WORK TASK → Your reply should hold only the lines from the records below where "publications" occurs.

##### AVAILABLE RECORDS #####

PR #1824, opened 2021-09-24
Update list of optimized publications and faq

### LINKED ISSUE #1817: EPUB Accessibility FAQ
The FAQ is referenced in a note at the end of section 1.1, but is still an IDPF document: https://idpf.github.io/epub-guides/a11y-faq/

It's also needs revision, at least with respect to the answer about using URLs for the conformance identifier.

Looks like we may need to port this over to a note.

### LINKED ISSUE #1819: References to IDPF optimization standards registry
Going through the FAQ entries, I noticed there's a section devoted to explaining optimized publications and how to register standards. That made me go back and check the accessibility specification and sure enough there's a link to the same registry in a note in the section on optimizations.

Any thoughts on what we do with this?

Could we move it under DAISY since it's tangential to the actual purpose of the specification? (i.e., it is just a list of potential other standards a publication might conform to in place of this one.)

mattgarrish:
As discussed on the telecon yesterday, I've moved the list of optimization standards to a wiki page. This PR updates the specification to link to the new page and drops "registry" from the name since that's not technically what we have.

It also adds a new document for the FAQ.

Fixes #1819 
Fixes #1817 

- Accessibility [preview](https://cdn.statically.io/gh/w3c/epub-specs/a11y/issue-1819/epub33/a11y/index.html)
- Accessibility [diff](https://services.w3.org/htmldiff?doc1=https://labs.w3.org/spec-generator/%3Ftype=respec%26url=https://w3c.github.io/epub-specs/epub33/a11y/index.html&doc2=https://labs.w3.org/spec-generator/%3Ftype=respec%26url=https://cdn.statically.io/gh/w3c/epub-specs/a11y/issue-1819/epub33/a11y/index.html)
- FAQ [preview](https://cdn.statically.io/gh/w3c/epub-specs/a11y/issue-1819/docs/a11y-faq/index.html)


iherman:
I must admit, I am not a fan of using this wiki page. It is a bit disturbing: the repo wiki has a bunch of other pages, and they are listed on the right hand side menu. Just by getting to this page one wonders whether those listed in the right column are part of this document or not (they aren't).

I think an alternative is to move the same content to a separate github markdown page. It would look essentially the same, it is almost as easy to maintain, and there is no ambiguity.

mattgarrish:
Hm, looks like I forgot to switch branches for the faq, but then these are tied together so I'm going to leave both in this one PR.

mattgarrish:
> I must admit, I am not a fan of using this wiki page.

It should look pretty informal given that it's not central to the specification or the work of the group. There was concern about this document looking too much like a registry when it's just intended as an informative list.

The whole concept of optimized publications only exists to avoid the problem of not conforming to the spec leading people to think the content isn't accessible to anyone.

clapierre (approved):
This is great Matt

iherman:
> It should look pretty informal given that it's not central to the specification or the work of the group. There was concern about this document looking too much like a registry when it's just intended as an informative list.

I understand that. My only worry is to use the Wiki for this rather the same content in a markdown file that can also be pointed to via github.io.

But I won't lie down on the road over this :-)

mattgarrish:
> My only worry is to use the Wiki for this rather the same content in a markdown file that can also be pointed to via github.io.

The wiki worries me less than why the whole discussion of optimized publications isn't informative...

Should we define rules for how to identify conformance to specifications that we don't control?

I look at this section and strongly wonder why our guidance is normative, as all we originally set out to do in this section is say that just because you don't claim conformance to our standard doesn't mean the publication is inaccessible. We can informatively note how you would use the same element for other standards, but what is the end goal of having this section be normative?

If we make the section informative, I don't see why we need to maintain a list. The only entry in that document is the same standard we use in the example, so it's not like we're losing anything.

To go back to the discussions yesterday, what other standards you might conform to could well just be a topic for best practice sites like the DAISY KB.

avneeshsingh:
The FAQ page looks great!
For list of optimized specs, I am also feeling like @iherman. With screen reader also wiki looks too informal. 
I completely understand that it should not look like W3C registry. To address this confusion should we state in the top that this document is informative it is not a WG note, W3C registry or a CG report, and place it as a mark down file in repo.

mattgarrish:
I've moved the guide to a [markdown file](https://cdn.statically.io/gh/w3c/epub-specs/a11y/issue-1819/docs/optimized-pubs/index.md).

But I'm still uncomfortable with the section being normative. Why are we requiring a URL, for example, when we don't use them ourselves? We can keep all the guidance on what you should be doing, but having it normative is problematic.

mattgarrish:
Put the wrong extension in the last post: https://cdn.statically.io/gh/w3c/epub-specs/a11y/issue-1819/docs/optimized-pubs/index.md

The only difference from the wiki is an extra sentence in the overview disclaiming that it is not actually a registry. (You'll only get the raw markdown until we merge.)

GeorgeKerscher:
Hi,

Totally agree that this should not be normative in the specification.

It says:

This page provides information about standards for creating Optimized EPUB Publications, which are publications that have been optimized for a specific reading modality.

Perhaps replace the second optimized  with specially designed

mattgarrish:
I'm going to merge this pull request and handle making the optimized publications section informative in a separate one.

#####

RESULT →
Update list of optimized publications and faq
Going through the FAQ entries, I noticed there's a section devoted to explaining optimized publications and how to register standards. That made me go back and check the accessibility specification and sure enough there's a link to the same registry in a note in the section on optimizations.
The whole concept of optimized publications only exists to avoid the problem of not conforming to the spec leading people to think the content isn't accessible to anyone.
The wiki worries me less than why the whole discussion of optimized publications isn't informative...
This page provides information about standards for creating Optimized EPUB Publications, which are publications that have been optimized for a specific reading modality.
I'm going to merge this pull request and handle making the optimized publications section informative in a separate one.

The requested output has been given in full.